--- MATERIAL TO PROCESS ---
★ ★ ★ ★ ★
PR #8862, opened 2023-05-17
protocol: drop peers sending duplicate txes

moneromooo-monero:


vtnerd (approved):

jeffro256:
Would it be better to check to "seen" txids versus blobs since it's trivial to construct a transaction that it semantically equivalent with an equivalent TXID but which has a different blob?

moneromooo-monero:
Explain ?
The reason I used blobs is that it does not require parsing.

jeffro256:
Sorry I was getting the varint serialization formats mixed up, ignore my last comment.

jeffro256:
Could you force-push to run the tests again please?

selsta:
★ ★ ★ ★ ★
--- EXERCISE ---
Your answer should be the lines from the one that contains "Could you force-push" through the last line of the material, copied exactly.

--- ANSWER FOR THIS EXERCISE ---
Could you force-push to run the tests again please?

selsta:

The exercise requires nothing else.